A cynical answer would be that Americans know so little about Britain that TV viewers wouldn’t know the difference. But why then are Brits so prominently placed in American television as leads or major supporting characters, presenters and stars, and commercial representatives? Why are we not marginalised like so many other nationalities that American TV knows next to nothing about?

‘You make one more crack about pocket-rocket and I’ll paddle you!’

There are doubtless innumerable political and historical reasons for this (the need to keep us arcane and aristocratic seems pretty closely related to an age-old American view of the British as colonisers from the old world) but in the superficial now I think it has a lot to do with Britain being a major producer and exporter of TV to an extent not seen before. The US, traditionally a powerhouse of global TV distribution, has to find methods of coping with this new threat and slotting British actors and characters into TV shows (often for no good story reason) seems as good a way of joining the competition as any.

There’s also something about always having to laugh at or undermine British people appearing on TV that means however high up in the pecking order they are, their one-dimensionality will always be more important than their function. Think about how many American shows sacrifice character development for a couple of cheap shots at cross-cultural misidentification or excuses for vicarious swearing (the British obscenity ‘wanker’ frequently passes Broadcasting Standards unnoticed). On Dancing with the Stars, Len Goodman has been hired to impart his technical opinion on dancing, drum up the crowd and occasionally play the pantomime villain. Increasingly, however, he’s been there to provide British slang for the other presenters to mock.

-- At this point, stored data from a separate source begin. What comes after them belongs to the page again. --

Issue #6485, opened 2020-04-15
PLV Name adjustment


TheBestPessimist:
### Is this a bug or feature request?
FR

PR #6502, opened 2020-04-21
PLV name adjustment

TheBestPessimist:
https://github.com/metasfresh/metasfresh/issues/6485


de.metas.business/src/main/java/de/metas/pricing/interceptor/M_PriceList_Version.java
```diff
@@ -0,0 +1,74 @@
...
+@Component
+public class M_PriceList_Version
+{
+	@Init
+	public void registerCallouts()
+	{
+		Services.get(IProgramaticCalloutProvider.class).registerAnnotatedCallout(this);
+	}
+
+	@CalloutMethod(columnNames = I_M_PriceList_Version.COLUMNNAME_ValidFrom)
```
metas-ts, line 55: Actually invoking it as callout method is AFAIU not needed. We would only need that if we had to updated it (on ValidFrom-Change) which the PLV was noch yet saved.
Although i guess it also doesn't hurt..

PR #6503, opened 2020-04-21
Gh6495 throw error on missing account

metas-rc:
https://github.com/metasfresh/metasfresh/issues/6495


de.metas.acct.base/src/main/java-legacy/org/compiere/acct/Doc.java
```diff
@@ -1328,15 +1330,18 @@ else if (acctType == ACCTTYPE_PPVOffset)
...
 				}
 
 				return accountId;
 			}
 			else
 			{
-				log.error("No record found for: account Type=" + acctType + ", Record=" + get_ID() + ", SQL=" + sql + ", sqlParams=" + sqlParams);
-				return null;
+				throw new AdempiereException(MSG_NoAccountFound, get_ID(), acctType)
+						.setParameter("sql", sql)
```
metas-ts, line 1341:
```suggestion
						.markAsUserValidationError()
						.setParameter("sql", sql)
```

The British wing of the CIA.

There’s a quieter British invasion going on (we don’t like to make a fuss) in TV casting. Most of your favourite American TV shows will boast British cast members, many or all passing as natives. I’ve never quite got over Mancunian Egg from This Life as an Atlantan sheriff’s deputy in The Walking Dead or Homeland’s marine double-agent Brody being as British as the head of the CIA. Often producers are calling on past prejudices about British actors to inject a note of taste but it’s also about an Anglicisation of the American acting workforce taking root over recent years.

All the way from Ian Fleming to yours truly, Brits have recognised that keeping your accent quiet is how to be taken seriously in America. British actors playing Americans may have blended in to TV without a trace but those who chose to wear Britishness on their sleeves will remain the rodeo clowns of television.